The uneasy coexistence of Yandex and the Kremlin

Yandex

MARCIN WOLSKI

August 2020

While Moscow was beneath coronavirus lockdown between March and June 2020, the Russian capital emptied out—other than the streams of cyclists within the trademark yellow uniform of Yandex’s meals supply service.

Often referred to within the West as Russia’s Google, Yandex is de facto extra like Google, Amazon, Uber, and perhaps a number of different corporations mixed. It’s a Russian Silicon Valley unto itself. 

But Yandex’s success has come at a worth. The Kremlin has lengthy seen the web as a battlefield in its escalating tensions with the West and has develop into more and more involved that an organization like Yandex, with the heaps of knowledge it has on Russian residents, might in the future fall into international fingers. Read the total story.

—Evan Gershkovich

We can nonetheless have good issues

A spot for consolation, enjoyable and distraction to brighten up your day. (Got any concepts? Drop me a line or tweet ’em at me.)
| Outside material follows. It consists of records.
PR #414, opened 2023-06-29
Javy-cli set exit code when javy fails

jeffcharles:
The `javy-cli` NPM package should exit with Javy's exit code after running Javy. If Javy fails to start, it should exit with a non-zero exit code. Other tools may inspect the exit code of `javy-cli` to determine if running it failed and set their exit code appropriately.

I'm also going to include a stderr line about checking if glibc is installed if a `ENOENT` error code is returned. A few things may cause that like if a binary for the wrong architecture is downloaded. But in our case, it's probably because glibc isn't available and there isn't any output if that's the case.

### DIFF
--- a/npm/javy-cli/index.js
+++ b/npm/javy-cli/index.js
@@ -20,13 +20,12 @@ async function main() {
 			await downloadBinary(version);
 		}
 	}
-	try {
-		childProcess.spawnSync(binaryPath(version), getArgs(), {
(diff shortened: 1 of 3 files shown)


jeffcharles:
I forgot doing this will break the NPM package CI. I'll fix that.

saulecabrera (approved):

surma (approved):

PR #419, opened 2023-07-06
Update javy-cli README and fix building from source

jeffcharles:
Updating the README so it's in-sync with what's in the code. I also noticed building from source wasn't working so I made a couple small fixes to get that working.

### DIFF
--- a/npm/javy-cli/index.js
+++ b/npm/javy-cli/index.js
@@ -15,7 +15,7 @@ async function main() {
 	const version = await getDesiredVersionNumber();
 	if (!(await isBinaryDownloaded(version))) {
 		if (process.env.FORCE_FROM_SOURCE) {
-			await buildBinary();
+			await buildBinary(version);
 		} else {
 			await downloadBinary(version);
 		}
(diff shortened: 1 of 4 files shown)


npm/javy-cli/index.js
```diff
@@ -51,7 +51,7 @@ async function downloadBinary(version) {
 	const targetPath = binaryPath(version);
 	const compressedStream = await new Promise(async (resolve) => {
 		const url = binaryUrl(version);
-		console.log(`Downloading ${NAME} ${version} to ${targetPath}...`);
+		console.log(`Downloading ${NAME} ${version} to ${targetPath}`);
```
jeffcharles, line 54: I removed the `...` because the name of the file ends with a something that looks like `v1.1.1` which is rendered as `v1.1.1...` which makes it harder to figure out where the path ends.

npm/javy-cli/index.js
```diff
@@ -150,10 +150,11 @@ function getArgs() {
...
 }
 
-async function buildBinary() {
+async function buildBinary(version) {
 	const repoDir = cacheDir("build", NAME);
 	try {
 		console.log(`Downloading ${NAME}'s source code...`);
+		fs.rmSync(repoDir, { recursive: true });
 		childProcess.execSync(
 			`git clone https://github.com/${REPO} ${repoDir}`
```
jeffcharles, line 159: This ignores the version argument which is probably incorrect. Arguably the right thing to do is add support in the code for running a plain `javy` executable instead of including a version number. I didn't want to spend more time doing that given I'm not sure how frequently this is used in practice, if at all. We can opt to fix if someone complains.

saulecabrera (approved):

surma (approved):

jeffcharles:
I just realized I forgot to update the package-lock. Will do that before merging.

PR #423, opened 2023-07-07
Better error when attempting to export default arrow function

### LINKED ISSUE #422: Exported default function results in unhelpful error message
Operating system: N/A
Processor architecture: N/A
Rust version: N/A
Javy version: N/A

## Problem

When using a WIT of:
```
package function:impl

world world-name {
  export named: func()
  export default: func()
}
```

and a JS of:

```JS
export function named() {};
export default () => {};
```

Javy outputs:

```
Error: JS module does not export default
```

We should output a module with an exported function named `default`.

This matches behaviour like the following in Node:

foo.mjs:
```js
export default () => { ... }
```

bar.mjs
```js
import { default as baz } from './foo.mjs'
```

jeffcharles:
Fixes #422. The error message will now clearly indicate that exporting default arrow functions is not supported.

### DIFF
--- a/crates/cli/src/js.rs
+++ b/crates/cli/src/js.rs
@@ -105,6 +105,9 @@ impl JS {
                         }
                     }
                 }
+                ModuleItem::ModuleDecl(ModuleDecl::ExportDefaultExpr(e)) if e.expr.is_arrow() => {
+                    bail!("Exported default arrow functions are not supported");
+                }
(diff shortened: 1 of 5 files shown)


jeffcharles:
Going to close because I realized `default` is always an invalid function identifier in JS and JS supports a syntax that looks like `import { default as foo } from './bar.mjs'` so we probably should support a default export of an arrow function with a Wasm function name of `default`.

PR #424, opened 2023-07-07
Fix multiword exports

### LINKED ISSUE #420: Support function exports with multiple words
## What is the idea?

Support export names that have multiple words.

For example,
```
world example {
  export foo-bar: func()
}
```

```js
export function fooBar() {
  ...
}
```

The code above would result in a Wasm function export named `foo-bar` to align with what's in the WIT.

At the moment, WIT only allows for kebab-casing when naming exports and Javy requires an exact match between the name in the WIT file and the name in the source code. QuickJS does not support exporting function names with kebab-casing. These two restrictions make it impossible to export function names that have multiple words.

jeffcharles:
Fixes #420.

We translate the kebab-cased identifiers in the WIT file to camel-cased identifiers in the JavaScript and retain the kebab-cased identifiers for the name of the Wasm function exports since the WIT describes the export names for the Wasm.

### DIFF
--- a/crates/cli/src/exports.rs
+++ b/crates/cli/src/exports.rs
@@ -9,7 +9,7 @@ pub struct Export {
     pub js: String,
 }
 
-pub fn determine_js_exports(js: &JS, wit: &Path, wit_world: &str) -> Result<Vec<Export>> {
+pub fn process_exports(js: &JS, wit: &Path, wit_world: &str) -> Result<Vec<Export>> {
     let js_exports = js.exports()?;
     wit::parse_exports(wit, wit_world)?
         .into_iter()
--- a/crates/cli/src/exports.rs
+++ b/crates/cli/src/exports.rs
@@ -1,0 +1,28 @@
+use anyhow::{anyhow, Result};
+use convert_case::{Case, Casing};
+use std::path::Path;
+
+use crate::{js::JS, wit};
+
+pub struct Export {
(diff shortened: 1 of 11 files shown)


crates/cli/src/exports.rs
```diff
@@ -0,0 +1,28 @@
...
+use std::path::Path;
+
+use crate::{js::JS, wit};
+
+pub struct Export {
+    pub wit: String,
+    pub js: String,
+}
+
+pub fn determine_js_exports(js: &JS, wit: &Path, wit_world: &str) -> Result<Vec<Export>> {
```
saulecabrera, line 12: Can we add some documentation here or rename this function to something that indicates that we are _renaming_ and _searching_ the relevant exports (e.g `process_exports`)? At a first glance it was not evident, at least to me, that here's where all the casing is happening.

saulecabrera (approved):

crates/cli/src/exports.rs
jeffcharles: My thinking with `determine_js_exports` was it was getting a list of WIT exports and _determining_ which JS export corresponded to each of them. There isn't any renaming going on, the data structure that gets sent back is essentially `(wit_export, js_export)`. That said, I'll use a different name given the current one seems to not be clear. `process_exports` seems fine to me so I'll update to use that.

+ Remembering the legend that was Shane MacGowan (RIP).
+ The US Transportation Security Administration wins all of the awards for the cutest calendar of the 12 months, that includes a few of their cutest canine colleagues.
+ We already know that spending time within the nice outdoor is sweet for us, however right here’s how and why it’s so essential.
+ How to write down a love poem like a professional.
+ Who’s who in American high quality eating? Read this useful checklist to search out out.